Within the predatory guild, medium-sized jacks-of-all trades, like jackals, can benefit hugely from scraps from the bountiful tables of their larger carnivorous cousins, but in recent years repeated discoveries have revealed the mortal risks of intra-guild hostility where larger carnivores bully and, given the chance, kill smaller ones. I had these thoughts in mind when I joined an international team led by Matt Hayward of Bangor University and a renowned expert on Carnivore diets. Jackals were the focus of our study, now published Mammalian Biology: http://www.sciencedirect.com/science/article/pii/S1616504717300459

Like mesopredators the world over, jackals can both benefit and be harmed by apex predators.
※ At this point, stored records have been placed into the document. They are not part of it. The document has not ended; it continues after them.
PR #242, opened 2024-12-04
chore: re-enabling debug

theflockers:
this PR re-enables the debug in InternalServicesConfig. A following up PR will add a cronjob to keep only the last day of internalrequests.


happybhati (approved):

johnbieren (approved):

johnbieren:
I think we should do the same thing for stage (debug true + cronjob)

theflockers:
> I think we should do the same thing for stage (debug true + cronjob)

The debug is already true in stage. Only the cronjob is missing, so I  will create a PR for stage cronjob as well.

PR #243, opened 2024-12-04
chore: add cronjob to clean up pipelineruns

theflockers:
this PR adds a new cronjob to the stonesoup-int-srvc namespace to clean up the last day pipelineruns left of finished internal-requests.

### DIFF
--- a/internal-services/config/cronjob/cleanup-internal-requests-pipelineruns.yaml
+++ b/internal-services/config/cronjob/cleanup-internal-requests-pipelineruns.yaml
@@ -1,0 +1,89 @@
+---
+apiVersion: batch/v1
+kind: CronJob
+metadata:
+  name: cleanup-internal-requests-pipelineruns
+  namespace: stonesoup-int-srvc
+spec:
+  schedule: "10 03 * * *"
+  successfulJobsHistoryLimit: 3
+  failedJobsHistoryLimit: 3
+  jobTemplate:
+    spec:
+      template:
+        spec:
+          restartPolicy: Never
+          serviceAccountName: controller-manager
+          volumes:
+            - name: temp-directory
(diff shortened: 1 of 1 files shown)


johnbieren (commented):
Are we sure we are the only plrs in this namespace? We don't need to use a label selector for release or anything?

theflockers:
> Are we sure we are the only plrs in this namespace? We don't need to use a label selector for release or anything?

As off today yes. We are the only ones using this. But sure, I can make it more specific just in case.

theflockers:
btw, just noticed I did not put it in the right directory.

theflockers:
This needs to be added as well in app-interface, so I am adding both envs as the other configs found in the `config/` directory, although in app-interface they will differ `main`  and `stable` branches.

johnbieren (commented):
I know you are following other examples in this repo, but I don't really agree with them - why not to just have one (not staging vs production) and then have the sre mapping for stage clusters consume the main branch and the sre mapping for prod clusters consume the stable branch? Similar to how we do for the tekton resources in this repo (but dissimilar to how we have the signing configmaps set up)

theflockers:
> I know you are following other examples in this repo, but I don't really agree with them - why not to just have one (not staging vs production) and then have the sre mapping for stage clusters consume the main branch and the sre mapping for prod clusters consume the stable branch? Similar to how we do for the tekton resources in this repo (but dissimilar to how we have the signing configmaps set up)

The sre config in app-interface is already using different branches. I will leave a single one then - i like it better too.

johnbieren (approved):

johnbieren:
Can you squash the commits?

theflockers:
> Can you squash the commits?

done

PR #245, opened 2024-12-04
fix(KFLUXSPRT-794): pass content-gateway token as env var

swickersh:
- Change name of CGW_TOKEN to CGW_PASSWORD
  - This is actually a token, no pw, but the pubtools library expects this environment variable name
  - Relevant PR to pubtools: https://github.com/release-engineering/pubtools-content-gateway/pull/38
  - Accompanies this open PR: 
      - https://github.com/konflux-ci/release-service-utils/pull/334

### DIFF
--- a/internal-services/catalog/pulp-push-disk-images-task.yaml
+++ b/internal-services/catalog/pulp-push-disk-images-task.yaml
@@ -101,7 +101,7 @@ spec:
             secretKeyRef:
               name: $(params.cgwSecret)
               key: username
-        - name: CGW_TOKEN
+        - name: CGW_PASSWORD
           valueFrom:
             secretKeyRef:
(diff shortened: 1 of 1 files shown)


swickersh:
@scoheb Can you please double check this. I don't interact with this workflow usually. Thanks!

scoheb (approved):

scoheb:
I just realized that. I asked @swickersh in Slack.

mmalina:
This is not the first time I see something like this. I would suggest to either open the PR as Draft when it's not ready yet, or create a thread about the missing thing so that it's clear it needs to be addressed first - the same situation is in another PR, so I opened a thread there: https://github.com/konflux-ci/release-service-catalog/pull/724/files#r1871048033

PR #247, opened 2024-12-04
refactor(RELEASE-1191): add pyxis/umb specific keys to configmaps

johnbieren:
This commit modifies the signing configMaps to have pyxis and umb specific ssl keys. They are just copied for now so nothing breaks. The existing ones will be removed at a later date so that only the PYXIS_ and UMB_ ssl keys remain.


johnbieren:
Same as https://github.com/hacbs-release/app-interface-deployments/pull/241

mmalina (approved):

PR #250, opened 2024-12-06
chore: add simple-signing-pipeline

theflockers:
this PR adds the simple-sign-pipeline to the stable as the development branch is broken because this
pipeline is missing.

### DIFF
--- a/internal-services/catalog/sign-image-pipeline.yaml
+++ b/internal-services/catalog/sign-image-pipeline.yaml
@@ -1,0 +1,118 @@
+---
+apiVersion: tekton.dev/v1beta1
+kind: Pipeline
+metadata:
+  name: simple-signing-pipeline
+  labels:
+    app.kubernetes.io/version: "0.1"
+  annotations:
+    tekton.dev/pipelines.minVersion: "0.12.1"
+    tekton.dev/tags: release
+spec:
+  description: >-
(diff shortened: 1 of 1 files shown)


internal-services/catalog/sign-image-pipeline.yaml
mmalina, line 1: I don't think this is the correct version. If anything, it should be the same one that is deployed to staging: https://github.com/konflux-ci/release-service-catalog/blob/development/pipelines/simple-signing-pipeline/simple-signing-pipeline.yaml - note that it has a combined request-and-upload-signature task.

johnbieren: +1 (staging and development are the same right now... in theory we should be adding the one in `internal` but that is the same as development and staging)
Thanks for opening this!

johnbieren: Opened https://github.com/hacbs-release/app-interface-deployments/pull/251 because I am impatient and it breaks development :slightly_smiling_face:

johnbieren:
Done here https://github.com/hacbs-release/app-interface-deployments/pull/251

internal-services/catalog/sign-image-pipeline.yaml
theflockers: Np. My bad not seeing the interaction here.

PR #252, opened 2024-12-06
chore: remove simple-signing-pipeline

johnbieren:
It is in release-service-catalog production.


johnbieren:
To be merged with December 11 release-service-catalog promotion

theflockers (approved):

PR #1512, opened 2017-04-23
feat: bump up Angular dependency to 4.0.3

pkozlowski-opensource:
Closes #1337
Closes #1415
Closes #1433
Closes #1439

BREAKING CHANGE:

ng-bootstrap requires a minimal version of Angular 4.0.3

PR #1528, opened 2017-05-01
feat: bump up Renderer to Renderer2

wKoza:
For complete the PR #1512 , Renderer should be replaced by Renderer2.

### DIFF
--- a/src/popover/popover.spec.ts
+++ b/src/popover/popover.spec.ts
@@ -76,7 +76,7 @@ describe('ngb-popover', () => {
       directive.triggerEventHandler('click', {});
       fixture.detectChanges();
       expect(getWindow(fixture.nativeElement)).toBeNull();
-      expect(directive.nativeElement.getAttribute('aria-describedby')).toBeNull();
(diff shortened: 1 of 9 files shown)


pkozlowski-opensource:
Awesome, thnx @wKoza - I was planning to do this one!

src/popover/popover.spec.ts
```diff
@@ -76,7 +76,7 @@ describe('ngb-popover', () => {
       directive.triggerEventHandler('click', {});
       fixture.detectChanges();
       expect(getWindow(fixture.nativeElement)).toBeNull();
-      expect(directive.nativeElement.getAttribute('aria-describedby')).toBeNull();
+      expect(directive.nativeElement.getAttribute('aria-describedby')).toBe('null');
```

Carcass remains left by the heavyweights  can provision food for jackals, while the apex predators themselves can kill the jackals. We set out to test what the preferred prey of jackals were, and whether the presence of apex predators in the vicinity alters these preferences.  We found that only black-backed jackals and Eurasian golden jackals have been sufficiently researched to bear the scrutiny of our analysis. Black-backed jackals (which eat, for example, common duiker, bushbuck and springbok) prefer prey much larger than that favoured by  Eurasian golden jackals (e.g. brown hares), and also favour species that hide their young (rather than have the newborn young immediately follow the mother). It turns out that jackal diets do differ in the presence of apex predators, but bottom-up factors are also important. This compendious study of jackal diets also highlights the extraordinary flexibility of these candids, which can switch between wolf-like (ungulate) and fox-like (small mammal) predation patterns.